軽油留分以下の一括脱硫プロセス- JUST® Refinery -

JUST® Refinery (JGC Unitized Smart Tailored Refinery)とは、従来の製油所に比べ、初期投資コスト30%低減、内部収益率(IRR)5%改善を可能とした、新しいコンセプトの製油所です。そのコア技術は、従来留分毎に脱硫されていた方法に対して、軽油より軽質な留分を各々の製品規格を満足するよう一括脱硫する技術です。

フロースキーム(Conventional vs JUST® Refinery)

フロースキーム(Conventional vs JUST Refinery)

従来の製油所では、各留分ごと(ナフサ、灯油、軽油)に脱硫装置を設置していましたが、JUST® Refineryではこれらを単一の反応器で一括脱硫します。
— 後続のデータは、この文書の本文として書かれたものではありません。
PR #10618, opened 2026-06-10
add validation for the app directory prompt

aalej:
### Description

When prompted for the app hosting app directory and you provide a non-existent path the CLI will error out:
```
=== App Hosting Setup
i  This command links your local project to Firebase App Hosting. You will be able to deploy your web app with `firebase deploy` after setup.
✔ Please select an option Link to an existing backend
✔ Which backend would you like to link? BACKEND_ID
i  === Deploy local source setup
✔ Specify your app's root directory relative to your firebase.json directory /non-existent
✔  Wrote configuration info to firebase.json
i  Writing default settings to apphosting.yaml...

Error: Failed to write apphosting.yaml file because app root directory /Users/PATH/apphosting-folder-setup/non-existent does not exist. Please try again with a valid directory.
```

Updated the behavior to validate the path during prompting:
```
=== App Hosting Setup
i  This command links your local project to Firebase App Hosting. You will be able to deploy your web app with `firebase deploy` after setup.
✔ Please select an option Link to an existing backend
✔ Which backend would you like to link? BACKEND_ID
i  === Deploy local source setup
? Specify your app's root directory relative to your firebase.json directory /non-existent
> Directory /Users/PATH/apphosting-folder-setup/non-existent does not exist. Please enter a valid directory.
```

### Scenarios Tested

```
$ firebase init apphosting 

     ######## #### ########  ######## ########     ###     ######  ########
     ##        ##  ##     ## ##       ##     ##  ##   ##  ##       ##
     ######    ##  ########  ######   ########  #########  ######  ######
     ##        ##  ##    ##  ##       ##     ## ##     ##       ## ##
     ##       #### ##     ## ######## ########  ##     ##  ######  ########

You're about to initialize a Firebase project in this directory:

  /Users/PATH/apphosting-folder-setup

Before we get started, keep in mind:

  * You are initializing within an existing Firebase project directory


=== Project Setup

First, let's associate this project directory with a Firebase project.
You can create multiple project aliases by running firebase use --add, 

i  Using project PROJECT_ID (PROJECT_NAME) .

=== App Hosting Setup
i  This command links your local project to Firebase App Hosting. You will be able to deploy your web app with `firebase deploy` after setup.
✔ Please select an option Link to an existing backend
✔ Which backend would you like to link? BACKEND_ID
i  === Deploy local source setup
? Specify your app's root directory relative to your firebase.json directory /non-existent
> Directory /Users/PATH/apphosting-folder-setup/non-existent does not exist. Please enter a valid directory.
```


src/init/features/apphosting.ts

まず、原油をプレフラクショネーターでLPGから軽油までの軽質と重質油の2つの留分に分けます。次に軽質留分は、各々の製品規格を満足するように一括して脱硫されます。脱硫後は、フラクショネーターでLPG、軽質ナフサ、重質ナフサ、灯油、および軽油に精留されます。なお、天然ガスに随伴するコンデンセートを原料とする場合など、原料によっては軽油中の硫黄濃度は10ppm以下まで低減できることを確認しています。脱硫された重質ナフサは、接触改質装置で処理され、ガソリン基材を製造します。JUST® Refineryの一括脱硫装置で使用する水素はこの接触改質装置から供給されます。JUST® Refineryは重質油処理設備との組み合わせにより、さらなる付加価値の向上が期待されます。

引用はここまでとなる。